■ What you should do ■
Using the records that appear below, write out exactly the lines from the one with "(diff shortened: 1 of 4 files shown)" through the one with "Change: Split target", keeping both end lines.

■ Extracted data ■
↓↓↓
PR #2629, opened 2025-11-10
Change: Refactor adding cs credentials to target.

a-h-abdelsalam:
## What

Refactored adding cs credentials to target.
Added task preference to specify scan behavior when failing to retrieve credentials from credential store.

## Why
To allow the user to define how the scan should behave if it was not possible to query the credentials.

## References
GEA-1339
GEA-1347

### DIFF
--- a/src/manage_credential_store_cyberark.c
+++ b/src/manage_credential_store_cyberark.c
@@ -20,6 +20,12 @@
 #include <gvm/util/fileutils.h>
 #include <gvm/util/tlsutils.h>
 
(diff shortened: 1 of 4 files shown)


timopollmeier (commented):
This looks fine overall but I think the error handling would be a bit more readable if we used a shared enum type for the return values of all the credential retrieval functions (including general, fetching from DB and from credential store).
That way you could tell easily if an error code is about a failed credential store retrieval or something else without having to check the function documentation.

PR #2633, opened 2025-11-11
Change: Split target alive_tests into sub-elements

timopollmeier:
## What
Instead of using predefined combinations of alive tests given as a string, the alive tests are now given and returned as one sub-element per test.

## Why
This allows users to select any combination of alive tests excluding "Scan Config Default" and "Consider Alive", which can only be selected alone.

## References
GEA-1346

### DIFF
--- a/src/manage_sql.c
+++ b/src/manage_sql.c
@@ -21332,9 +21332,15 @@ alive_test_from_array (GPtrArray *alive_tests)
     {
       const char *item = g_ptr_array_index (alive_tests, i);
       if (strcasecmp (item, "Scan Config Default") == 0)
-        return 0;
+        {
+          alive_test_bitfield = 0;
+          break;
↑↑↑
↓↓↓
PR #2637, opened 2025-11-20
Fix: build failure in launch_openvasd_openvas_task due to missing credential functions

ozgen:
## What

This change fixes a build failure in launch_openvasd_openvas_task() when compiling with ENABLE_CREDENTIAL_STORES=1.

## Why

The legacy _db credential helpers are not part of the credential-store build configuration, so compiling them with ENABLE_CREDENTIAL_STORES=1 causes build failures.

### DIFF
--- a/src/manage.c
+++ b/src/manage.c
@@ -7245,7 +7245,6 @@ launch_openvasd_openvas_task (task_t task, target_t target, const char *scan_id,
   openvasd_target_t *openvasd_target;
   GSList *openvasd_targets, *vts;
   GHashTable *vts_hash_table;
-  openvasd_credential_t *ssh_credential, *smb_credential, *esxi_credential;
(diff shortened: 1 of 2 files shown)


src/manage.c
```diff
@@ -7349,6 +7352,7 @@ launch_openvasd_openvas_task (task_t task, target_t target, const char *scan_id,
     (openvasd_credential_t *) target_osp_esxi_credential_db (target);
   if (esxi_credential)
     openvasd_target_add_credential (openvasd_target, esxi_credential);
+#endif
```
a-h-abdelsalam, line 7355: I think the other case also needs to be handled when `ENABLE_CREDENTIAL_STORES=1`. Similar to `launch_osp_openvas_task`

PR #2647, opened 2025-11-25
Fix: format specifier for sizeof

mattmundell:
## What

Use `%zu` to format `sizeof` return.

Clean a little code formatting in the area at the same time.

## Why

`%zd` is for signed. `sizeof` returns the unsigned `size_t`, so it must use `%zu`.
↑↑↑
↓↓↓
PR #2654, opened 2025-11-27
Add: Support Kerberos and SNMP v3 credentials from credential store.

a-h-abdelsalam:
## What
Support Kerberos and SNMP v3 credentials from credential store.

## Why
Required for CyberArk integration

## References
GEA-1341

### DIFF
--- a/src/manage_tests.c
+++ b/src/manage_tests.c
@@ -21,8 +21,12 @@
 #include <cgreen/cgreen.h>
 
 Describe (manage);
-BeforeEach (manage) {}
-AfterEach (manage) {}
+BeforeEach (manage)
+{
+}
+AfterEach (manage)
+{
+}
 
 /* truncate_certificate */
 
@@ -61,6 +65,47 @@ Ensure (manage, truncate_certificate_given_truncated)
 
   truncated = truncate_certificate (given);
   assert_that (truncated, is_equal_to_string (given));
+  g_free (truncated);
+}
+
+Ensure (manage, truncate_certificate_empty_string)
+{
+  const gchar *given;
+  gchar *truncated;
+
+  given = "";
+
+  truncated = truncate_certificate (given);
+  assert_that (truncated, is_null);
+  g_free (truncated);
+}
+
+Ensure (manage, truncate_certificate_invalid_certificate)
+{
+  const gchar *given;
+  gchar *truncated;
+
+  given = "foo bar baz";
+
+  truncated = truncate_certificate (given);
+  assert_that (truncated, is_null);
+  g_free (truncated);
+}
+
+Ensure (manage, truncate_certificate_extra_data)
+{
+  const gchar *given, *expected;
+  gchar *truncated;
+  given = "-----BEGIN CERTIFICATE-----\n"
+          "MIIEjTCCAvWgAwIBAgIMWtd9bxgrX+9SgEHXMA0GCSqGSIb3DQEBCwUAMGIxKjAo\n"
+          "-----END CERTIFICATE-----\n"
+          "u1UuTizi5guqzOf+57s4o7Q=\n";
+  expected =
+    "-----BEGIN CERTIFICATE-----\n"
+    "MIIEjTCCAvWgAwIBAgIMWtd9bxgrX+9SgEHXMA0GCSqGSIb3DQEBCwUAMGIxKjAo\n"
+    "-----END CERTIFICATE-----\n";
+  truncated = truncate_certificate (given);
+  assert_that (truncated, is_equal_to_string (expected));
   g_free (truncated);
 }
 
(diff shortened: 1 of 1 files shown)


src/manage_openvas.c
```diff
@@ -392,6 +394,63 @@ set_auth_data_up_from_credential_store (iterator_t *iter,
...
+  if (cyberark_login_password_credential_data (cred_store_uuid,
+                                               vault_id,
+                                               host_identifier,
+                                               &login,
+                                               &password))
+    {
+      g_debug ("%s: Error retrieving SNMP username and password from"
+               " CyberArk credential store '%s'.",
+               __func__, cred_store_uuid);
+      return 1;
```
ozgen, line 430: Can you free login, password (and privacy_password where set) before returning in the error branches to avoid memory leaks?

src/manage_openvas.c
↑↑↑
■ Expected output ■
(diff shortened: 1 of 4 files shown)


timopollmeier (commented):
This looks fine overall but I think the error handling would be a bit more readable if we used a shared enum type for the return values of all the credential retrieval functions (including general, fetching from DB and from credential store).
That way you could tell easily if an error code is about a failed credential store retrieval or something else without having to check the function documentation.

PR #2633, opened 2025-11-11
Change: Split target alive_tests into sub-elements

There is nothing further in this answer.